Это религия природы, простая вера древних патриархов, убеждение, находящее сильнейшую опору в благородном пантеизме, в любви к творениям Создателя, в восприятии Всемогущего в изумрудном великолепии материальной красоты. И тем не менее этот старик не суеверен и не слаб. Чтобы спасти своего юного сына от нравственной гибели и лап карточных шулеров, он может выпить и сыграть в азартные игры — да и затеять партию в покер наподобие зазывалы наперсточников, переиграв жульничество у него на глазах. Эта партия в покер, кстати говоря, — одна из жемчужин книги. Трудно понять, как автору, чья утонченность ума и сердца видна в каждой строчке всего повествования, удалось с таким поразительным успехом изучить подобные сцены и персонажей, вроде этой компании игроков в покер и этих приграничных головорезов.
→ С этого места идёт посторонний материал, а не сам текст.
PR #721, opened 2026-07-15
fix(sdk): default Workflow Insight example auto-invoke schedule to off

ParidelPooya:
The example/demo CDK stack (packages/aws-durable-execution-sdk-js-insight/cdk) defaulted lambda.autoInvoke.enabled to true, which provisions a dispatcher Lambda + an EventBridge rule that re-invokes the example durable function every few minutes. That keeps generating billable Lambda invocations (and downstream destination writes) indefinitely until the stack is torn down — an easy way to incur cost without realizing it.

- Flip lambda.autoInvoke.enabled to false so auto-invocation is strictly opt-in. Deploying the example function itself stays on (it's free at rest); only the recurring scheduled invocation is now off by default.
- Document the cost rationale in the config so it's clear before enabling.

Also makes cdk/config.json self-documenting: JSON has no comments, so following the file's existing `_comment` convention, every field now has a sibling `<field>Comment` description (plus a per-section `_comment`), and the top-level `_comment` notes that auto-invoke is off by default. These keys are ignored by the CDK code, which reads config values by explicit key (no key enumeration), so behavior is unchanged and the stack still typechecks.

Adds a stack test asserting no EventBridge rule is synthesized with the default config. CDK typecheck + stack tests (11) pass.


yaythomas (approved):
:shipit:

PR #723, opened 2026-07-15
feat(sdk): add Amazon OpenSearch support to Workflow Insight extension

ParidelPooya:
Adds Amazon OpenSearch as a queryable destination in the Workflow Insight VS Code extension, alongside DynamoDB / Aurora / Redshift / S3-Athena / CloudWatch Logs. OpenSearch isn't SQL-native and Amazon OpenSearch Service requires SigV4-signed HTTPS, so this uses the OpenSearch SQL plugin for tabular queries.

- New src/opensearch.ts: runOpenSearchQuery (POST _plugins/_sql, normalizes {schema, datarows} to the shared result shape), fetchOpenSearchRecord (direct GET <index>/_doc/<executionArn> for the row drill-down), and pingOpenSearch (connectivity probe). All requests are SigV4-signed (service "es") with @smithy/signature-v4 + @aws-crypto/sha256-js over native fetch, using the extension's resolved credentials.
- schema.ts: new "opensearch" DestinationType and an OpenSearch-SQL prompt (record schema, dialect, few-shots). The index name is hyphenated so it is backtick-quoted; string fields are queried by plain name (the SQL plugin does NOT expose the .keyword multifield); the operations array-of-objects cannot be unnested via the SQL plugin.
- config.ts / package.json settings: opensearchEndpoint + opensearchIndex. Wired through extension.ts (query + record-fetch routing, index as table name) and destinationTest.ts (SigV4 ping). Settings webview updated (SettingsModal, types, starter query). Adds @smithy/signature-v4 + @aws-crypto/sha256-js deps.

Example CDK stack + exporter fixes (validated end-to-end against a live OpenSearch Service domain):

- OpenSearchExporter: send the SigV4-signed header set verbatim instead of merging a capital-cased "Content-Type" on top of the signer's lowercase "content-type". Sending both makes fetch collapse them case-insensitively into a value that no longer matches the canonical request SigV4 signed, so the domain rejected every index request with 403 Forbidden (silent, since the plugin runs exporters best-effort). Also include the response body in the thrown error so future failures are diagnosable.
- stack.ts: pass the domain endpoint to the example function (hoisted so the env var can be set) and output it, so the example function's OpenSearchExporter indexes records.

Tests: unit tests for runOpenSearchQuery/fetchOpenSearchRecord/pingOpenSearch (mocked signer + fetch: normalization, error surfacing, 404, _source flatten) and extended config/destinationTest coverage.

### DIFF
--- a/packages/aws-durable-execution-sdk-js-insight-vscode/src/destinationTest.ts
+++ b/packages/aws-durable-execution-sdk-js-insight-vscode/src/destinationTest.ts
@@ -9,6 +9,7 @@ import { resolveCredentials } from "./config";
 import { tableExists, runAthenaQuery } from "./athena";
 import { runAuroraQuery } from "./aurora";
 import { runRedshiftQuery } from "./redshift";
+import { pingOpenSearch } from "./opensearch";
 
 /**
  * Result of a single check within a destination test (e.g. "Glue table exists",
@@ -86,6 +87,8 @@ export async function testDestination(
       return testAurora(cfg, credentials);
     case "redshift":
       return testRedshift(cfg, credentials);
+    case "opensearch":
+      return testOpenSearch(cfg, credentials);
     case "sqs":
       return testSqs(cfg, credentials);
     case "cloudwatch-logs-exporter":
@@ -267,6 +270,35 @@ async function testRedshift(
         sql: "SELECT 1",
       });
       return "Connected and ran a statement via the Redshift Data API.";
+    }),
+  );
+  return report(checks);
+}
+
+async function testOpenSearch(
+  cfg: InsightConfig,
+  credentials: ReturnType<typeof resolveCredentials>,
+): Promise<DestinationTestReport> {
+  const checks: DestinationCheck[] = [];
+  const missing: string[] = [];
+  if (!cfg.opensearchEndpoint) missing.push("Domain endpoint");
+  checks.push({
+    label: "Required fields",
+    ok: missing.length === 0,
+    detail:
+      missing.length === 0
+        ? `Endpoint "${cfg.opensearchEndpoint}", index "${cfg.opensearchIndex}".`
+        : `Missing: ${missing.join(", ")}.`,
+  });
+  if (missing.length > 0) return report(checks);
+
+  checks.push(
+    await probe("OpenSearch connection (SigV4)", async () => {
+      return await pingOpenSearch({
+        region: cfg.region,
+        credentials,
+        endpoint: cfg.opensearchEndpoint,
+      });
     }),
   );
   return report(checks);
--- a/packages/aws-durable-execution-sdk-js-insight-vscode/src/destinationTest.ts
+++ b/packages/aws-durable-execution-sdk-js-insight-vscode/src/destinationTest.ts
@@ -9,7 +9,7 @@ import { resolveCredentials } from "./config";
 import { tableExists, runAthenaQuery } from "./athena";
 import { runAuroraQuery } from "./aurora";
 import { runRedshiftQuery } from "./redshift";
-import { pingOpenSearch } from "./opensearch";
+import { pingOpenSearch, countOpenSearchDocs } from "./opensearch";
 
 /**
  * Result of a single check within a destination test (e.g. "Glue table exists",
@@ -299,6 +299,21 @@ async function testOpenSearch(
         credentials,
         endpoint: cfg.opensearchEndpoint,
       });
+    }),
+  );
+
+  // Second probe: GET <index>/_count. Catches a mistyped index name at test
+  // time (a 404 is a soft pass — the index is created on first export, so an
+  // empty/fresh domain shouldn't hard-fail).
+  checks.push(
+    await probe(`Index "${cfg.opensearchIndex}"`, async () => {
+      const n = await countOpenSearchDocs(
+        { region: cfg.region, credentials, endpoint: cfg.opensearchEndpoint },
+        cfg.opensearchIndex,
+      );
+      return n === undefined
+        ? `Index "${cfg.opensearchIndex}" not found yet — it's created on first export. Double-check the name if you expected data.`
+        : `Index "${cfg.opensearchIndex}" exists with ${n} document(s).`;
     }),
   );
   return report(checks);
--- a/packages/aws-durable-execution-sdk-js-insight-vscode/src/opensearch.ts
+++ b/packages/aws-durable-execution-sdk-js-insight-vscode/src/opensearch.ts
@@ -38,21 +38,35 @@ function cellToString(value: unknown): string {
   return String(value);
 }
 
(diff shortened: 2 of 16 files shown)


yaythomas (commented):
Really nice addition — the dialect prompt is clearly written from live validation (the `.keyword` non-resolution and array-of-objects limitations are exactly the sharp edges of the SQL plugin), and the OpenSearchExporter header fix is a great catch with a first-class explanatory comment. A few small comments inline, nothing blocking.

packages/aws-durable-execution-sdk-js-insight-vscode/src/schema.ts
```diff
@@ -10,6 +10,8 @@
  *   query operations by name via a JSONB/JSONPath predicate on the array.
  * - "redshift": Redshift SQL; record_json is a SUPER column — navigate/unnest it
  *   with PartiQL (dot/bracket paths, `FROM tbl t, t.record_json.operations o`).
+ * - "opensearch": Amazon OpenSearch; queried via the SQL plugin (_plugins/_sql).
+ *   String fields are text+keyword — filter/group on the `.keyword` subfield.
```
yaythomas: the header says to filter/group on `.keyword` but `RECORD_SCHEMA_OPENSEARCH` below (and the PR body) say the SQL plugin can't resolve `.keyword` — please could you align the header with the prompt?

packages/aws-durable-execution-sdk-js-insight-vscode/src/destinationTest.ts
```diff
@@ -272,6 +275,35 @@ async function testRedshift(
...
+    ok: missing.length === 0,
+    detail:
+      missing.length === 0
+        ? `Endpoint "${cfg.opensearchEndpoint}", index "${cfg.opensearchIndex}".`
+        : `Missing: ${missing.join(", ")}.`,
+  });
+  if (missing.length > 0) return report(checks);
+
+  checks.push(
+    await probe("OpenSearch connection (SigV4)", async () => {
```
yaythomas, line 296: suggestion: a second probe (signed `GET /<index>/_count`) would catch a typo'd index name at test time, mirroring the depth Athena gets from `tableExists` — optional, the Redshift precedent is connection-only.

packages/aws-durable-execution-sdk-js-insight-vscode/src/opensearch.ts
```diff
@@ -0,0 +1,190 @@
...
+
+/**
+ * Run a query via the OpenSearch SQL plugin (POST _plugins/_sql) and normalize
+ * the {schema, datarows} response into the shared tabular result shape.
+ */
+export async function runOpenSearchQuery(
+  opts: OpenSearchConnection & { sql: string },
+): Promise<OpenSearchQueryResult> {
+  const endpoint = opts.endpoint.replace(/\/$/, "");
+  const url = `${endpoint}/_plugins/_sql`;
```
yaythomas: question: does `plugins.query.size_limit` (default 200) silently cap a verbatim query with no explicit LIMIT? if so, maybe worth a note in the endpoint setting description — I could easily be mistracing this.

packages/aws-durable-execution-sdk-js-insight-vscode/src/opensearch.ts
```diff
@@ -0,0 +1,190 @@
...
+}
+
+/**
+ * Run a query via the OpenSearch SQL plugin (POST _plugins/_sql) and normalize
+ * the {schema, datarows} response into the shared tabular result shape.
+ */
+export async function runOpenSearchQuery(
+  opts: OpenSearchConnection & { sql: string },
+): Promise<OpenSearchQueryResult> {
+  const endpoint = opts.endpoint.replace(/\/$/, "");
```
yaythomas: nit: `endpoint.replace(/\/$/, "")` is repeated in all three exported functions — could live once in `signedFetch`.

packages/aws-durable-execution-sdk-js-insight-vscode/src/opensearch.ts
```diff
@@ -0,0 +1,190 @@
...
+    "POST",
+    url,
+    JSON.stringify({ query: opts.sql }),
+  );
+
+  const text = await res.text();
+  if (!res.ok) {
+    // The SQL plugin returns a JSON error body with reason/details — surface it
+    // so the model (agent mode) can correct the query.
+    let detail = text.slice(0, 800);
```
yaythomas: nit: error-detail truncation lengths vary (800/500/300 chars) across the three functions — trivial to harmonize.

packages/aws-durable-execution-sdk-js-insight-vscode/src/opensearch.ts
```diff
@@ -0,0 +1,190 @@
...
+  return String(value);
+}
+
+/**
+ * SigV4-sign and send a request to the OpenSearch domain. Amazon OpenSearch
+ * Service authorizes with SigV4 over the "es" service; the caller's resolved
+ * credentials (profile/instance role) must be allow-listed in the domain's
+ * access policy. Uses native fetch — no OpenSearch client library.
+ *
+ * No query-string params are used (paths only), so the signed canonical
```
yaythomas: no-action note: the "no query-string params" invariant is only by convention — `if (u.search) throw` would make a future `?pretty` 403 self-diagnosing.

packages/aws-durable-execution-sdk-js-insight-vscode/src/schema.ts
ParidelPooya: Fixed

packages/aws-durable-execution-sdk-js-insight-vscode/src/opensearch.ts
ParidelPooya: Addressed

packages/aws-durable-execution-sdk-js-insight-vscode/src/opensearch.ts
ParidelPooya: Addressed

packages/aws-durable-execution-sdk-js-insight-vscode/src/opensearch.ts
ParidelPooya: Addressed

packages/aws-durable-execution-sdk-js-insight-vscode/src/opensearch.ts
ParidelPooya: Addressed

packages/aws-durable-execution-sdk-js-insight-vscode/src/destinationTest.ts
ParidelPooya: Addressed

yaythomas (approved):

Весь этот эпизод выделяется со строгой светотенью Сальватора. Он почти брутален в своем реализме, но трогательно смягчен простодушным раскаянием сбившегося с пути сына и суровым благородством его отца.
«Я пришел сюда сегодня вечером, чтобы спасти моего мальчика и преподать ему урок... А теперь полезай в лодку, — сказал Абнер, — и я, шестидесятилетний отец, отвезу домой его сына, пьяницу и игрока».
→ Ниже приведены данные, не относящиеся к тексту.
PR #728, opened 2026-07-16
feat(sdk): expose retry attempt number on waitForCondition context

ParidelPooya:
Add `attempt` field to `WaitForConditionContext` so check functions can read the current retry attempt, mirroring the `StepContext.attempt` field added for step() in #707 (and matching the Java SDK, where waitForCondition's check function already reuses StepContext.getAttempt()).

Previously only the wait strategy's positional `attempt` argument had this information; the check function itself had no way to know which attempt it was on without tracking state manually.

- Convert WaitForConditionContext from a type alias to an interface extending OperationContext, adding attempt: number (1-based).
- Populate it in the wait-for-condition handler from the existing currentAttempt already used for waitStrategy and logging.
- Update the waitForCondition() and WaitForConditionCheckFunc TSDoc.
- Add unit tests covering the first-attempt and post-retry values.

### DIFF
--- a/packages/aws-durable-execution-sdk-js/src/handlers/wait-for-condition-handler/wait-for-condition-handler.test.ts
+++ b/packages/aws-durable-execution-sdk-js/src/handlers/wait-for-condition-handler/wait-for-condition-handler.test.ts
@@ -357,6 +357,66 @@ describe("WaitForCondition Handler", () => {
       expect(waitStrategy).toHaveBeenCalledWith("result", 1);
     });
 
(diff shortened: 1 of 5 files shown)


yaythomas (approved):
api-extractor/durable-execution-sdk-js.api.json

#707 updated the api-extractor report for the same type → interface conversion on 
StepContext (canonicalReference ~StepContext:type → :interface, plus the docComment changes).

For follow-up, ~WaitForConditionContext:type and the waitForCondition()/WaitForConditionCheckFunc docComments stale in the report.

«О, отец, — рыдал несчастный юноша, — я... я никогда не прощу себе! Я больше никогда не прикоснусь к картам!» На берегу отец положил руку на плечо Сили. «Сили, я люблю тебя слишком сильно, чтобы сердиться на тебя, но постарайся встать на честный путь и идти по нему прямо».
Смерть старика при исполнении долга, единственное слово «Прости» его слабому и раскаявшемуся сыну, дикое горе его дочери Кэди затрагивают самую сердцевину истинного пафоса. Сама Кэди, бедная, любящая, дикая маленькая Кэди, наполовину дикарка и настоящая женщина — прекрасный персонаж. Подвергшись суровым искушениям, непонятая, оклеветанная и заброшенная, она ни на секунду в результате слабого или своенравного поступка не теряет полного сочувствия читателя. Будучи столь же правдивой в амплуа пограничной героини, как и Млисс, Кэди представляет собой куда более трогательный и обаятельный образ, лишенный тех временами отталкивающих черт, что присущи персонажам Брет Гарта. Подобно тому как ее отец является истинным и благородным джентльменом вопреки случайностям рождения и окружения, так и его дочь под своей неказистой одеждой и грубой речью остается истинной и благородной женщиной.